Restate word for word the lines of the records below, starting at the line that contains "- I added a" and ending at the line that contains "### Naming of", with both of those lines included and nothing else.

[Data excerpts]
[Start of section]

PR #941, opened 2023-04-26
refactor: apply more guidelines where API is as desired

scop:


akinomyoga (approved):
LGTM for the changes in the PR

----

By the way, can we also adjust the first line of `completions/dpkg` in this PR?

https://github.com/scop/bash-completion/blob/e3f2c69ddbaab5428b22931285a63f52e402a040/completions/dpkg#L1

First, this line is treated as if the file header, but it actually seems to be the code comments to the first functions. I think the line should be split into the file header `# dpkg completion    -*- shell-script -*-` and `# These functions are ...`

scop:
> By the way, can we also adjust the first line of `completions/dpkg` in this PR?

Sure, done in 19ccc6bd22da985b4d3ede6c2c68ad7c1447b511. I opted to remove info on what might be calling the functions in question; it was out of date, and we don't maintain that kind of info in comments in the first place. And in this case especially, as the functions are "xfunc" -- we don't even know all possible callers by design.

PR #942, opened 2023-04-26
refactor(ant,pkg-get,pkgutil,rpm,ssh): adjust towards current API

scop:


completions/ant
```diff
@@ -9,7 +9,7 @@ _ant_parse_targets()
     # parse buildfile for targets
     while read -rd '>' line; do
         if [[ $line =~ \<(target|extension-point)[[:space:]].*name=[\"\']([^\"\']+) ]]; then
-            targets+=" ${BASH_REMATCH[2]}"
+            ret+=" ${BASH_REMATCH[2]}"
```
akinomyoga, line 12: `ret` needs to be initialized in advance. Also, can we use arrays?

```suggestion
            ret+=("${BASH_REMATCH[2]}")
```

completions/ant
```diff
@@ -9,7 +9,7 @@ _ant_parse_targets()
     # parse buildfile for targets
```
akinomyoga, line 9:
```suggestion
    # parse buildfile for targets
    ret=()
```

or if we still use a space-separated result in the scalar `ret`,

```suggestion
    # parse buildfile for targets
    ret=""
```

completions/ant
```diff
@@ -87,12 +87,12 @@ _comp_cmd_ant()
...
 
-        local targets
+        local ret
 
         # fill targets
-        _ant_parse_targets "$buildfile"
+        _comp_cmd_ant__targets "$buildfile"
 
-        COMPREPLY=($(compgen -W '$targets' -- "$cur"))
+        COMPREPLY=($(compgen -W '$ret' -- "$cur"))
```
akinomyoga, line 95:
```suggestion
        COMPREPLY=($(compgen -W '"${ret[@]}"' -- "$cur"))
```

completions/java
```diff
@@ -103,15 +96,15 @@ _comp_cmd_java__classes()
...
 
     # find which sourcepath to use
-    _java_find_sourcepath
+    _comp_cmd_java__find_sourcepath
 
     # convert package syntax to path syntax
     cur=${cur//.//}
     # parse each sourcepath element for packages
-    for i in ${sourcepath//:/ }; do
+    for i in ${ret//:/ }; do
```
akinomyoga, line 107: These changes overlap with #888. I'll later check both changes.

scop: Yeah, that one's marked as draft so I wasn't quite sure of its status. But we can drop the java changes from here if you like, and address them later/elsewhere.

completions/ant
scop: Ah, sure, thanks!

completions/java
scop: Removed java from here, added pkgutil, rpm, and ssh instead.

completions/ant
scop: Actually this function is recursive, so initialization needs to happen outside of it. Addressed in the latest commit.

akinomyoga: Ah, I see. Thank you.

akinomyoga (approved):

PR #949, opened 2023-05-01
feat: more fallback 3rd party completion loaders

scop:
Mainly from https://github.com/spf13/cobra/blob/main/projects_using_cobra.md

### DIFF
--- a/completions/.gitignore
+++ b/completions/.gitignore
@@ -153,6 +153,7 @@
 /md5sum
 /mdecrypt
 /mencoder
+/_metalctl
 /micropython
 /mkisofs
 /_mmctl
--- a/completions/.gitignore
+++ b/completions/.gitignore
@@ -115,6 +115,7 @@
 /_istioctl
 /javac
 /javadoc
+/_k3s
 /_kn
 /_kool
 /kplayer
--- a/completions/.gitignore
+++ b/completions/.gitignore
@@ -116,6 +116,7 @@
 /_kn
 /_kool
 /kplayer
+/_kubeadm
 /_kubectl
 /l2ping
 /lbzip2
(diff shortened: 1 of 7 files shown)


akinomyoga (approved):
> Mainly from https://github.com/spf13/cobra/blob/main/projects_using_cobra.md

Maybe we can mention this link somewhere in our documentation (or wiki), so we can track the changes in the linked page.

scop:
Sure, added https://github.com/scop/bash-completion/wiki/Externally-available-completions/_compare/61f7f9843c340613b3a13ab57e70d9614bb7ce8d...a4e3e6f0e899a06b1bb534cd1ab9158fe77da63a for general considerations about the external completion page and 3rd party fallbacks, and the link in https://github.com/scop/bash-completion/wiki/Externally-available-completions/_compare/a4e3e6f0e899a06b1bb534cd1ab9158fe77da63a...8a638f545ea707fbaeecdffbe5aab6df8e49a09d.

scop:
Oh, forgot to mention that removing entries having 3rd party loaders from the external completions page loses the info whether the completions require bash-completion or not. In that sense I'm open to reverting the first change as well as keeping it, dunno which way I'd prefer :shrug: (feel free to modify the way you see fit)

akinomyoga:
Thank you. I think it is also good to keep the existing version information, (though I'm not sure if it will actually be used in the future so I think we do not have to collect the information actively).
- I added a separate section: [wiki - Externally-available-completions - 8a638f54...c4e651fe](https://github.com/scop/bash-completion/wiki/Externally-available-completions/_compare/8a638f545ea707fbaeecdffbe5aab6df8e49a09d...c4e651fe3490667cf52dd87f932a1d617615b78d)

scop:
Thanks!

Issue #948, opened 2023-05-01
Use _comp_split and _comp_compgen in completions/*


scop:
> Now we have a utility function _comp_split to safely split strings (including the output of the compgen builtin and other commands) without being affected by pathname expansions, unexpected word splitting, etc. [...]
> The changes to completions/* are left for later PRs.

_Originally posted by @akinomyoga in https://github.com/scop/bash-completion/pull/919

akinomyoga:
### Naming of functions that generate completions in COMPREPLY

I would like to discuss the naming of a particular class of functions (including `_filedir`, `_parse_help`, and `_parse_usage`).

For this rewriting, we will switch from `COMPREPLY=($(compgen ...))`, etc. to use `_comp_compgen ...`. One of the frequent cases among them is `COMPREPLY=($(compgen -W '$(_parse_help ...)' -- "$cur"))`. I would like to rewrite them to use new versions of `_parse_help` or `_parse_usage` that directly assign results to `COMPREPLY` (or a specified array).

Then there is a related discussion that I wanted to open. Currently, there are utility functions of the name `_<CATEGORY>` that generate and store completions of the category in `COMPREPLY`, such as `_filedir`, `_ip_addresses`, and `_pids`. The functions `_parse_help` and `_parse_usage` also behave in the same way after the suggested change to store results in arrays. If we just follow the new naming convention, the simple prefixing of `_comp` works for all of them (such as `_comp_filedir`).

- `_comp_filedir`, `_comp_ip_addresses`, `_comp_pids`, ...

But I think there is also a possibility to introduce a namespace or a naming rule for this class of functions, such as

- `_comp_generate_filedir`, `_comp_generate_ip_addresses`, `_comp_generate_pids`, ...
- `_comp_compgen_filedir`, `_comp_compgen_ip_addresses`, `_comp_compgen_pids`, ...
- `_comp_gen_filedir`, `_comp_gen_ip_addresses`, `_comp_gen_pids`, ...
- `_comp_yield_filedir`, `_comp_yield_ip_addresses`, `_comp_yield_pids`, ...
- `_comp_action_filedir`, `_comp_action_ip_addresses`, `_comp_action_pids`, ... (inspired by `compgen -A <action>`)
- or other ways

What do you think?

akinomyoga:
Also, PR #560 by @algorythmic is related to the `_parse_help` change. I have rebased #560. Could you first check #560?

akinomyoga:
[...]

PR #951, opened 2023-05-02
fix(_comp_compgen): change interface

akinomyoga:
https://github.com/scop/bash-completion/issues/948#issuecomment-1529412590

```bash
# before
_comp_compgen [-al|-F sep] ARRAY COMPGEN_ARGS... -- CUR

# after
_comp_compgen [-alR|-F sep|-c CUR|-v ARRAY] -- COMPGEN_ARGS...
```

### DIFF
--- a/bash_completion
+++ b/bash_completion
@@ -383,20 +383,24 @@ _comp_split()
 
 # Call `compgen` with the specified arguments and store the results in the
 # specified array.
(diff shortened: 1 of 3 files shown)


scop (approved):
Nice! Reads better and more concise this way :+1:

akinomyoga:
Thanks!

[End of section]

• Written response:
- I added a separate section: [wiki - Externally-available-completions - 8a638f54...c4e651fe](https://github.com/scop/bash-completion/wiki/Externally-available-completions/_compare/8a638f545ea707fbaeecdffbe5aab6df8e49a09d...c4e651fe3490667cf52dd87f932a1d617615b78d)

scop:
Thanks!

Issue #948, opened 2023-05-01
Use _comp_split and _comp_compgen in completions/*


scop:
> Now we have a utility function _comp_split to safely split strings (including the output of the compgen builtin and other commands) without being affected by pathname expansions, unexpected word splitting, etc. [...]
> The changes to completions/* are left for later PRs.

_Originally posted by @akinomyoga in https://github.com/scop/bash-completion/pull/919

akinomyoga:
### Naming of functions that generate completions in COMPREPLY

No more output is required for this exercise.